ACTIVITY
Reproduce all of the data exactly as written.
+===+
Issue #1219, opened 2019-01-03
Touchable issues


necolas:
**The problem**

The overall issue appears to be that a) events don't always occurs in the same order, which means the responder is not transferred correctly, b) mouse move events during a touch can cause the responder to be terminated, and c) scroll events are not always fired in situations where they are expected in React Native.

There are problems with the responder event system setup that are covered by these issues:

## #693 

https://glitch.com/edit/#!/statuesque-bedbug

> locationX is relative to the element on which the native event occurred but not the element which the responder event is attached.

## #731

https://glitch.com/edit/#!/cultured-bracket

> In React Native, ScrollView will trigger onScroll events if you're dragging down when at the top of the scroll view - this allows the responder system to transfer the responder grant from the touchable back to the scroll view. But the web stops dispatching scroll events when scrollTop === 0, so the responder system leaves the touchable as the responder. The reported issue goes away when ScrollView dispatches a DOM scroll event after it receives a touchmove that occurs when scrollTop === 0.

## #829 

> There are 2 significant issues with using `Touchable*` components within an app that relies on the `document.body` (rather than `ScrollView`) being the root scroller. I believe the root cause of both issues is that the body is not part of the responder system, which `Touchable` and `ScrollView` rely on to coordinate transfer of the responder grant.

## #1164

https://codesandbox.io/s/6njwzqojnr

> TouchableOpacity will trigger another component at the same location when changing views (if second component is an "<input>" or "<TextInput>")

## #1124 

> Across multiple browsers, if you hold the mouse very still onPress triggers, but if the mouse is in motion onPress does not work.

**Context**

Part of the solution may related to producing the correct events (as can be inferred from React Native). This might involve changes to the event filtering logic in the REP, and the scroll event logic in ScrollView.

* [Responder Event Plugin](https://github.com/necolas/react-native-web/blob/0.9.13/packages/react-native-web/src/modules/ResponderEventPlugin/index.js)
* [ScrollResponder](https://github.com/necolas/react-native-web/blob/0.9.13/packages/react-native-web/src/modules/ScrollResponder/index.js)
* [ScrollView](https://github.com/necolas/react-native-web/blob/0.9.13/packages/react-native-web/src/exports/ScrollView/index.js)

**Related incomplete patches**

Attempts to patch these problems.

* https://github.com/necolas/react-native-web/pull/997/files
* https://github.com/rxrossi/react-native-web/commit/1e3eb7fdf1ccb9e29abda83ae8482968e50d49b2

[...]

PR #1348, opened 2019-05-16
Preserve onClick/keyUp/keyDown event listener for Touchables

EyMaddis:
By default, React Native for Web handles some edge cases for Touchables which lead to unexpected behaviour.
Example:
```jsx
<TouchableOpacity
 onClick={() => console.log('never called')}
 accessibilityRole="link"
>
```
vs 

```jsx
<TouchableOpacity
 onClick={() => console.log('called')}
 accessibilityRole="button"
>
```

For key events its even more extreme and might block propagation, but only if ENTER was used.

A little bit of context: 
I develop a SmartTV App with React Native Web, in which I implemented spatial navigation (via arrow keys) in which I need to be able to globally handle ENTER events, this allows for a workaround. 
What would already work help would be the removal of `e.stopPropagation()`. I was unsure whether this solves a specific problem, so I chose the opt-out method instead.

This makes [my workaround](https://github.com/necolas/react-native-web/issues/1219#issuecomment-491017893) from #1219 usable.

### DIFF
--- a/packages/react-native-web/src/exports/Touchable/index.js
+++ b/packages/react-native-web/src/exports/Touchable/index.js
@@ -800,6 +800,15 @@ const TouchableMixin = {
     const ENTER = 13;
     const SPACE = 32;
     const { type, which } = e;
+    const { onKeyUp, onKeyDown } = this.props;
+
+    let eventHandlerFromProps: ?(e: Event) => any = null;
+    if (type === 'keyup') {
+      eventHandlerFromProps = onKeyUp;
+    } else if (type === 'keydown') {
+      eventHandlerFromProps = onKeyDown;
+    }
+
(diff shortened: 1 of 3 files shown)


necolas:
If you're listening to global events outside of React you can use the capture phase instead to work with events before they reach the bubble phase. No plans to add more events to the comments

EyMaddis:
I am not sure I understand this correctly. 
This contains two problems:
1. onClick is blocked
2. Propagation is blocked.

I understand your comment to only relate to 2. However, Issue 1 is more crucial as there is no way around it because the `createElement` will block the handler.

I could would be fine (under minor protest :) ) to leave out the propagation part, but blocking click for links is wrong in just wrong in my opinion.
+===+
EXPECTED ANSWER
Issue #1219, opened 2019-01-03
Touchable issues


necolas:
**The problem**

The overall issue appears to be that a) events don't always occurs in the same order, which means the responder is not transferred correctly, b) mouse move events during a touch can cause the responder to be terminated, and c) scroll events are not always fired in situations where they are expected in React Native.

There are problems with the responder event system setup that are covered by these issues:

## #693 

https://glitch.com/edit/#!/statuesque-bedbug

> locationX is relative to the element on which the native event occurred but not the element which the responder event is attached.

## #731

https://glitch.com/edit/#!/cultured-bracket

> In React Native, ScrollView will trigger onScroll events if you're dragging down when at the top of the scroll view - this allows the responder system to transfer the responder grant from the touchable back to the scroll view. But the web stops dispatching scroll events when scrollTop === 0, so the responder system leaves the touchable as the responder. The reported issue goes away when ScrollView dispatches a DOM scroll event after it receives a touchmove that occurs when scrollTop === 0.

## #829 

> There are 2 significant issues with using `Touchable*` components within an app that relies on the `document.body` (rather than `ScrollView`) being the root scroller. I believe the root cause of both issues is that the body is not part of the responder system, which `Touchable` and `ScrollView` rely on to coordinate transfer of the responder grant.

## #1164

https://codesandbox.io/s/6njwzqojnr

> TouchableOpacity will trigger another component at the same location when changing views (if second component is an "<input>" or "<TextInput>")

## #1124 

> Across multiple browsers, if you hold the mouse very still onPress triggers, but if the mouse is in motion onPress does not work.

**Context**

Part of the solution may related to producing the correct events (as can be inferred from React Native). This might involve changes to the event filtering logic in the REP, and the scroll event logic in ScrollView.

* [Responder Event Plugin](https://github.com/necolas/react-native-web/blob/0.9.13/packages/react-native-web/src/modules/ResponderEventPlugin/index.js)
* [ScrollResponder](https://github.com/necolas/react-native-web/blob/0.9.13/packages/react-native-web/src/modules/ScrollResponder/index.js)
* [ScrollView](https://github.com/necolas/react-native-web/blob/0.9.13/packages/react-native-web/src/exports/ScrollView/index.js)

**Related incomplete patches**

Attempts to patch these problems.

* https://github.com/necolas/react-native-web/pull/997/files
* https://github.com/rxrossi/react-native-web/commit/1e3eb7fdf1ccb9e29abda83ae8482968e50d49b2

[...]

PR #1348, opened 2019-05-16
Preserve onClick/keyUp/keyDown event listener for Touchables

EyMaddis:
By default, React Native for Web handles some edge cases for Touchables which lead to unexpected behaviour.
Example:
```jsx
<TouchableOpacity
 onClick={() => console.log('never called')}
 accessibilityRole="link"
>
```
vs 

```jsx
<TouchableOpacity
 onClick={() => console.log('called')}
 accessibilityRole="button"
>
```

For key events its even more extreme and might block propagation, but only if ENTER was used.

A little bit of context: 
I develop a SmartTV App with React Native Web, in which I implemented spatial navigation (via arrow keys) in which I need to be able to globally handle ENTER events, this allows for a workaround. 
What would already work help would be the removal of `e.stopPropagation()`. I was unsure whether this solves a specific problem, so I chose the opt-out method instead.

This makes [my workaround](https://github.com/necolas/react-native-web/issues/1219#issuecomment-491017893) from #1219 usable.

### DIFF
--- a/packages/react-native-web/src/exports/Touchable/index.js
+++ b/packages/react-native-web/src/exports/Touchable/index.js
@@ -800,6 +800,15 @@ const TouchableMixin = {
     const ENTER = 13;
     const SPACE = 32;
     const { type, which } = e;
+    const { onKeyUp, onKeyDown } = this.props;
+
+    let eventHandlerFromProps: ?(e: Event) => any = null;
+    if (type === 'keyup') {
+      eventHandlerFromProps = onKeyUp;
+    } else if (type === 'keydown') {
+      eventHandlerFromProps = onKeyDown;
+    }
+
(diff shortened: 1 of 3 files shown)


necolas:
If you're listening to global events outside of React you can use the capture phase instead to work with events before they reach the bubble phase. No plans to add more events to the comments

EyMaddis:
I am not sure I understand this correctly. 
This contains two problems:
1. onClick is blocked
2. Propagation is blocked.

I understand your comment to only relate to 2. However, Issue 1 is more crucial as there is no way around it because the `createElement` will block the handler.

I could would be fine (under minor protest :) ) to leave out the propagation part, but blocking click for links is wrong in just wrong in my opinion.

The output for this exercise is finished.